Are Lyft and Beyond Meat Viable Investments for 2023 and Beyond?



Speculative growth stocks might be viewed as uneasy investments going into 2023 with inflationary concerns crushing these companies in 2022. Still, the risk to reward could be favorable when such stocks are near their 52-week lows.



Two popular growth names trading near their lows are Lyft

LYFT

and Beyond Meat

BYND

. Let’s see if they will be viable investments for 2023 and beyond.




Overview




Both Lyft and Beyond Meat went public during the first half of 2019. Lyft primarily operates as a ridesharing service with multimodal transportation networks in the United States and Canada. Unlike its major competitor Uber Technologies

UBER

, Lyft has chosen to stick with its core ride-hailing business.



Lyft now trades at just $10 per share and 85% beneath its IPO price of $72 a share. Despite a clearer road to profitability Lyft also trades below Uber stock at the moment with UBER shares at $25.



Beyond Meat doesn’t have such a popular nemesis in its bid to expand its manufacturing, marketing, and distribution of plant-based meats. Beyond Meats sells its plant-based, vegan meats in the U.S. and internationally.



BYND began trading at $25 per share and popped to over $65 a share on the first day of trading. Beyond Meats stock now trades around $13 per share as the excitement for its alternative meat faded over the last year.



Despite the setbacks, this year’s massive drop in Lyft and Beyond Meat stock may be intriguing to many investors.




Performance & Valuation




Lyft is down -75% in 2022 vs. Beyond Meat’s -79% with both severely underperforming the S&P 500’s -21%. Over the last three years, both stocks are down over 80% since they began trading to underperform the benchmark’s 30% climb.

Zacks Investment Research


Image Source: Zacks Investment Research



Lyft’s high earlier in the year was $46.64 per share and Beyond Meat saw a high of $74 a share. LYFT and BYND are now 78% and 82% below their 52-week highs, respectively.



Since both companies aren’t profitable at the moment, we are unable to use the traditional price-to-earnings valuation metric. Even so, taking a look at their price to sales helps make sure a high premium is not being paid for these stocks, especially without profitability.

Zacks Investment Research


Image Source: Zacks Investment Research



We can see from the above chart that LYFT and BYND’s P/S are at the optimum level of less than 2X. Lyft’s 0.92X has the edge and is also nicely below its industry average of 1.2X. BYND trades above the Food-Meat Products industry average of 0.47X but at a much more realistic level than its high of 64.4X and the median of 14.2X over the last three years.




Balance Sheet




Monitoring the balance sheet of speculative growth stocks is crucial. In this regard, Lyft and Beyond Meat do pass the solvency test having more assets than liabilities, but not by a wide margin.

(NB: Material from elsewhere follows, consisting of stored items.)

PR #109, opened 2017-08-09
Disable SetCursorPosition usage

harishkrupo:
According to the spec setting the cursor composition to
device disables the use SetCursorPosition by SurfaceFlinger.
For now we are not using this so inform SurfaceFlinger
about the same

Jira: None
Test: System doesn't crash when moving the mouse


kalyankondapally:
merged

PR #110, opened 2017-08-10
 Change the init_frames place to load test json firstly

yugang:
to fix the bug which can't load parameters before setting, e.g. color correction parameters, power mode parameters.


yugang:
only the last commit is for this PR

kalyankondapally:
can u rebase on tot ?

Lyft has over $2 billion in cash and equivalents with its total assets of $4.77 billion coming in higher than its total liabilities of $3.38 billion.



As for Beyond Meat, the company has $733 million in cash and equivalents with $1.37 billion in total assets which is slightly above its total liabilities of $1.24 billion.




Growth




Lyft earnings are now expected to decline -28% in 2022 at -$0.32 per share compared to an adjusted loss of -$0.25 a share in 2021. However, Fiscal 2023 earnings are expected to rebound and be in the black at $0.54 per share. It is important to note that earnings estimate revisions are down for both FY22 and FY23 over the last 60 days.

Zacks Investment Research


Image Source: Zacks Investment Research



On the top line, sales are projected to climb 27% this year and jump another 19% in FY23 at $4.86 billion. FY23 would represent 34% growth from pre-pandemic levels with 2019 sales at $3.61 billion.



Pivoting to Beyond Meat, earnings are now expected to drop -100% this year at -$5.74 per share compared to -$2.87 a share in 2021. Fiscal 2023 earnings are projected to stabilize but still reflect a loss of -$3.65 per share. Earnings estimates have gone down for BYND over the last quarter.



Sales are forecasted to decline -10% in FY22 but rise 3% in FY23 to $428.29 million. Fiscal 2023 would be a 43% increase from pre-pandemic levels with 2019 sales at $298 million.




Bottom Line




Lyft and Beyond Meat stock both land a Zacks Rank #3 (Hold). Although earnings estimates have trended down for both stocks over the last quarter, their long-term top line growth is still intriguing. This could help them continue down the road to profitability as they adjust to operating costs and a challenging economy.



One thing is for sure, the risk to reward is a lot more favorable to invest in Lyft and Beyond Meat going into 2023 after their steep declines this year. When looking at their highs earlier in the year both stocks may be viable investments when concerns in the broader economy start to subside and more investors feel comfortable about investing in the future of ride-hailing and alternative plant-based foods.



The average Zacks Price Target suggests 18% upside for BYND stock and 140% upside for Lyft shares. This is certainly intriguing with both stocks trading under $15 a share at the moment.